New York State Legislature
- Long title Article 7-C of the New York Multiple Dwelling Law ;
- Territorial extent: Any city in New York State with at least 1 million residents. Effectively limited to New York City.
- Enacted by: New York State Legislature
- Enacted: 1982

Amended by
- 2009 Loft Law Amendment; 2013 Loft Law Amendment;

= 1982 Loft Law =

New York regulation of residential lofts

Article 7-C of the New York Multiple Dwelling Law, commonly known as the Loft Law, was enacted to protect the residential tenants of certain former commercial or manufacturing buildings in New York City from substandard conditions, eviction, and unfair rent increases. The law became necessary as a response to advocacy on behalf of loft tenants, who were chiefly artists who built out their spaces in the buildings after the manufacturing industry left New York City.
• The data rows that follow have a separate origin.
PR #316, opened 2022-10-20
Fix mouse wheel firing causing MG to endlessly fire

blast007:
Our mouse wheel event only triggered a KeyDown event. When mouse wheel was mapped to fire, this would cause MG to fire endlessly. This change adds a custom user event that gets pushed to SDL when a mouse wheel event is triggered. When this custom event is processed, we trigger a KeyUp event for the same mouse wheel direction.

### DIFF
--- a/src/platform/SDL2Display.cxx
+++ b/src/platform/SDL2Display.cxx
@@ -16,7 +16,7 @@
 // System includes
 #include <vector>
 
-SDLDisplay::SDLDisplay()
+SDLDisplay::SDLDisplay() : mouseWheelStopEvent(SDL_RegisterEvents(1))
 {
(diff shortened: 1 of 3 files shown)


src/platform/SDL2Display.cxx
```diff
@@ -78,6 +78,9 @@ SDLDisplay::SDLDisplay()
 
     // register modes
     initResolutions(_resolutions, _numResolutions, defaultResolutionIndex);
+
+    // Register a user event so we can trigger a KeyUp event for the mouse wheel
+    mouseWheelStopEvent = SDL_RegisterEvents(1);
```
jwmelto, line 83: can this be done in the initializer list?

macsforme (approved):

PR #317, opened 2022-11-02
Update CodeQL workflow

blast007:
This PR will update the CodeQL actions to the v2 versions since Github is deprecating the v1 actions. It will also build the game client and bzadmin with ncurses instead of just the server and a basic bzadmin.


jwmelto:
I have a love/hate relationship with cache

blast007:
My two attempts at getting the cache to work haven't worked anyway, so I'll probably just forget about that part for now.

PR #318, opened 2022-12-04
Remove non-SDL2 platform code and add controller rumble support

blast007:
This is still a work in progress. I might also remove the directional force feedback support from the game since there really isn't any hardware that supports that anymore. This still uses the normal Joystick API from SDL, not the Game Controller API. I would wait to implement that for BZFlag 2.6, along with enhancements to the input settings and controller mapping.

I've been testing this on Windows 10, Debian 11, and macOS 11.6.5 with a Playstation Dual Shock 4, 8BitDo SN30 pro wired, 8BitDo SN30 pro bluetooth, and 8BitDo SN30 pro+. The SN30 pro wired doesn't work on macOS. With the 8BitDo bluetooth devices, they work best in either XInput mode or mac mode, with the DInput mode usually (or always?) not working with rumble. Rumble also worked fine on the PS4 (with all three platforms) and 8BitDo SN30 pro wired (on Windows and Linux).


macsforme:
Sorry I didn't get around to commenting earlier on this.  I did a few cursory looks over the changes and had no concerns.  I am sure that if there are any outstanding issues they can be resolved in PR #255 (or later).

PR #321, opened 2023-02-03
use the new MIME interface for cURL

atupone:
Is not tested. Only compiled.
There is no call of that code on the tree, and is not exported.
But maybe in the future could be.


blast007 (approved):
This all seems to work fine for me.

PR #323, opened 2023-03-02
IPv6 work in progress

timriker:


blast007:
There's still remaining build errors and warnings with Visual Studio.

In Address::getIPVersion(), sin6_family is of type ADDRESS_FAMILY, which is typedef'ed to be an unsigned short with Winsock, so there's a warning about a loss of data converting it to an uint8_t. There's the same warning in Address::pack(...) for ```buf = (unsigned char*)nboPackUByte(_buf, addr.sin6_family);```.  We probably want to have our own defines for this anyway since the value for AF_INET6 on Windows is 23 but it is 10 on Linux.

Then there's a bunch of errors about __in6_u not being a member of in6_addr (which is the type of sin6_addr used in quite a number of places).  With Winsock, the in6_addr type only has a ```u``` member with further has ```unsigned char Byte[16]``` and ```unsigned short Word[8]``` members, so it doesn't look like Winsock exposes 32-bit chunks of an IPv6 address.

timriker:
I've been busy with other projects, sorry. I want to get windows builds working for me locally. If port is being cast to a uint8 someplace, that's a bug. Ports should be 16 bit.

blast007:
It was the address family being cast to uint8_t, not the port.

PR #328, opened 2023-06-14
Xcode project fixes

### LINKED ISSUE #297: Document Xcode project failing because of CodeSign
If you run into this problem when building locally

```
/Users/allejo/Library/Developer/Xcode/DerivedData/BZFlag-uuid/Build/Products/Debug/BZFlag-2.4.23.app: code object is not signed at all
In subcomponent: /Users/allejo/Library/Developer/Xcode/DerivedData/BZFlag-uuid/Build/Products/Debug/BZFlag-2.4.23.app/Contents/Frameworks/SDL2.framework
Command CodeSign failed with a nonzero exit code
```

here's _one_ way of fix it

1. Go to "Build Settings" for the main BZ target
   image
2. Select "Code Signing Identity" and choose "Other"
   image
3. Erase the contents so that it's empty and hit Enter. This'll remove the value from the "Code Signing Identity" field and let you build normally for local
   image
   image

macsforme:
This is the second half of [bzflag-dependencies/11](https://github.com/BZFlag-Dev/bzflag-dependencies/pull/11). This includes many updates to the Xcode project. From the commit message:

- Libraries and headers in the dependencies package are now prioritized if present.
- Dependency license files have been removed and are now copied from the dependencies package if present.
- Reset most compiler warnings to Xcode defaults:
  - We never compiled cleanly on Clang anyway...
  - There are many warnings about implicit conversion/precision loss, unsafe functions like sprintf, etc.
  - There are a few warnings about using deprecated functions (beyond OpenGL) which warrant our attention.
- Updated/modernized several general build settings (C++ dialect, C standard library, etc.).
- Updated, fixed, and/or eliminated numerous target-specific build settings:
  - Many target build settings (especially for plugins) were superfluous or incorrect.
  - There is now a more consistent inheritance hierarchy and better consistency in build target settings.
  - Several issues with file paths were corrected.
- CFBundleVersion was changed to 0 (this is actually an internal build number for app store submissions, etc.).
- Binaries and libraries are now ad-hoc signed (required for Apple Silicon).
- Changed the deployment target to 10.13 (the lowest supported by Xcode 14).
- Cross-compiling between x86_64 and arm64 now works.
- Various other fixes.

Fixes #297


allejo (approved):
I've gone through *most* of the setting changes in this PR and things look good to me during my reviewing as well as building on my ARM machine. I'll check later tonight to make sure Intel macOS building is working still, though I can't imagine anything breaking from this.

PR #334, opened 2023-09-30
Use glm

atupone:


atupone:
This is now obsolete. I am reworking it

PR #339, opened 2024-01-16
Add official Dockerfile to the project

allejo:
Creating this PR so that if any discussions need to happen, they can happen here. Right now, I'm just documenting how to use the Dockerfile

## Building the container

```
docker build --build-arg="configure=--enable-custom-plugins-file=''" .
```

## Running the container

```
docker run -p 5154:5154 -p 5154:5154/udp
```

### DIFF
--- a/Dockerfile
+++ b/Dockerfile
@@ -3,7 +3,7 @@ FROM alpine:3.18
 ARG BZ_VERSION
 
 RUN apk update && apk upgrade --no-cache
-RUN apk add autoconf automake c-ares-dev curl-dev g++ git glew libtool make ncurses zlib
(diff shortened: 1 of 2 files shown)


blast007:
We probably want to add some LABEL instructions to our Dockerfile.

https://docs.docker.com/engine/reference/builder/#label
https://snyk.io/blog/how-and-when-to-use-docker-labels-oci-container-annotations/
https://github.com/opencontainers/image-spec/blob/main/annotations.md
https://docs.github.com/en/packages/working-with-a-github-packages-registry/working-with-the-container-registry

blast007:
Is there anything else to add to this before it would get merged?

allejo (commented):
I can't approve my own PR but I'm loving your changes @blast007. I think this is ready to be merged in

PR #340, opened 2024-02-18
Lars addingsplit

lars-vc:


bz-next:
Is there some way to avoid having to call .val() on protected values? This would necessitate a bunch of code changes and I worry it'd make integration a bit messy.

lars-vc:
Oh oops, I did not intend on this pr to be here. This was just for my fork :facepalm:.
But yes, I am personally not a huge fan of the .val() too, I am afraid there might be no other way, sadly :/.
I thought maybe something with the operator overloading of the cast (so like `operator float() const { return val;}`) but that causes ambiguous behaviour.

Sorry for making you look at the monstrosity of a pr. :sweat_smile: 
If you do know any smart idea to solve this val issue, do let me know :smile: !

The law affected buildings it defined as Interim Multiple Dwellings (IMDs), former commercial or manufacturing loft buildings that had at least three units occupied by residents during the period of April 1, 1980, through December 1, 1981. It required landlords to bring converted residences up to code, and prevented them from charging tenants for improvements until the issuance of a Certificate of Occupancy. The law is administered by the New York City Loft Board.

The Loft Law has been subsequently amended several times to expand the eligibility requirements for qualifying loft units.